Said COA Chair Tom Wright in an interview with the Toronto Star, “Typically these dispute would require someone taking the matter to the courts, often a costly and lengthy avenue. Sometimes a mediator would be brought in, but that would require the agreement of all parties and, again, it could be costly. The fact that a condo corporation would have to pay means the owners are footing the bill.”
In addition to the new dispute tribunal, the COA also ushered in a slew of new regulations to better protect Ontario’s 1.6 million condo residents, such as mandated training for new board members and managers, processes for meeting notices, voting procedures, reserve funds, as well as disclosures for awarded vendor contracts.
New Home Construction Remains Steady in October
The pace of new home construction starts picked up again last month after experiencing a downturn in September, reports the Canada Mortgage and Housing Corporation.
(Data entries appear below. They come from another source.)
PR #2140, opened 2017-05-03
fixed code coverage publication script

nicflores:
afterSuccess script fixed to publish codecov data

### DIFF
--- a/scripts/afterSuccess
+++ b/scripts/afterSuccess
@@ -6,9 +6,9 @@ IFS=$'\n\t'       # http://redsymbol.net/articles/unofficial-bash-strict-mode/
 source "$(dirname $0)/constants"
 
 # Only run for the first travis job
-if [[ "${TRAVIS_JOB_NUMBER##*.}" == "1" ]]; then
+if [[ $CONNECTOR == "mongodb_2_6" ]]; then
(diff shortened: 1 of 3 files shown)


scripts/afterSuccess
```diff
@@ -8,6 +8,7 @@ source "$(dirname $0)/constants"
 # Only run for the first travis job
 if [[ "${TRAVIS_JOB_NUMBER##*.}" == "1" ]]; then
   "$SCRIPT_DIR/publishJarIfMaster"
+elif [[ "${TRAVIS_JOB_NUMBER##*.}" == "5" ]]; then
```
drostron: Not introduced in this PR, but using `TRAVIS_JOB_NUMBER`s are a bit fragile. Perhaps we should switch to `CONNECTOR` if sufficient.

drostron:
Needs a merge from master

scripts/afterSuccess
nicflores: Good point. Should we make that switch now?

drostron: Up to you. I'll wait to merge if you want to make the change now.

drostron:
LGTM

PR #2148, opened 2017-05-04
mimir ready for quasar

alissapajer:
This PR:
- deletes `fallback`, `macros`, `benchmark` projects
- renames `com.precog` to `quasar`
- reorganizes files to have a saner structure
- adds slamdata header to all files

When this lands, mimir should be ready for a PR to quasar.


blueeyes/src/main/java/quasar/precog/BitSet.java
```diff
@@ -1,15 +1,20 @@
 /*
- * Javolution - Java(TM) Solution for Real-Time and Embedded Systems
```
alissapajer: This looks like something we copy-pasted and as such it should keep its old header. Need to research if we can ignore a file for header generation.

blueeyes/src/main/scala/quasar/precog/common/CPath.scala
```diff
@@ -1,25 +1,22 @@
...
+ * Unless required by applicable law or agreed to in writing, software
+ * distributed under the License is distributed on an "AS IS" BASIS,
+ * WITHOUT WARRANTIES OR CONDITIONS OF ANY KIND, either express or implied.
+ * See the License for the specific language governing permissions and
+ * limitations under the License.
  */
-package com.precog.common
 
-import blueeyes._, json._, serialization._
+package quasar.precog.common
```
alissapajer: You will notice various files in the `blueeyes` project with `quasar.precog` package. Ideally these could be moved into the `precog` project, but they depend on various blueeyes things and so they live here for now. I image we'll be continually sorting all this out.

yggdrasil/src/main/scala/quasar/yggdrasil/util/CPathUtils.scala
```diff
@@ -1,28 +1,25 @@
...
+ * Unless required by applicable law or agreed to in writing, software
+ * distributed under the License is distributed on an "AS IS" BASIS,
+ * WITHOUT WARRANTIES OR CONDITIONS OF ANY KIND, either express or implied.
+ * See the License for the specific language governing permissions and
+ * limitations under the License.
  */
-package com.precog.yggdrasil
+
+package quasar.yggdrasil
 package util
```
alissapajer: Also, for example, we need to declare this package as `package quasar.yggdrasil.util` and then import from `quasar.yggdrasil` if necessary. In some places I cleaned this up, but not in all. I'm fine getting this into quasar first, and then cleaning this up incrementally.

yggdrasil/src/main/scala/com/precog/EvaluationContext.scala
```diff
@@ -1,34 +0,0 @@
-/*
```
alissapajer: This file (and a few others in the same path) moved over to `mimir/src/main/scala/quasar/mimir/EvaluationContext.scala` because all the call sites were in mimir. I may have forgotten to do `git mv` and just done regular `mv` with these files (I'm wondering as such because it's not showing up as a rename here but as a deletion).

blueeyes/src/main/java/quasar/precog/BitSet.java
djspiewak: Could try putting the old header after the `package` declaration.  But we might be able to do it with `headerMappings`, since we don't need any other Java files to have headers.

djspiewak:
Build changes are another problem.  I'll fix that before I PR.  LGTM.

PR #2702, opened 2017-08-31
Fixes spark `DeleteField` bug

### LINKED ISSUE #2691: Broken DeleteField semantics on Spark
Deleting a nonexistent field currently returns `NA`, where it should return the original object.  As an example:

The Crown Agency reveals ground was broken on 216,770 new units in October, compared to 215,153 the month prior.
“The trend in housing starts essentially held steady in October following a decrease in September,” said Bob Dugan, CMHC’s chief economist. “Nevertheless, new home construction remains very strong in 2017 as the seasonally adjusted number of starts has been above 200,000 units in nine of ten months of the year.”
In Toronto, where the resale market has slowed considerably since the summer months, new construction remains robust but has softened slightly, which the CMHC attributes to the timing of preconstruction sales.
“Total housing starts in the CMA trended lower in October 2017, with the most pronounced declines occurring in single-detached home and apartment starts,” the October report states. “Lower trending single-detached home starts are reflective of fewer sales of pre-construction units through 2016 and spring of 2017. Sales of pre-construction condominium apartment units have been brisk over the past couple of years and these units continue to start construction with varying levels of intensity each month.”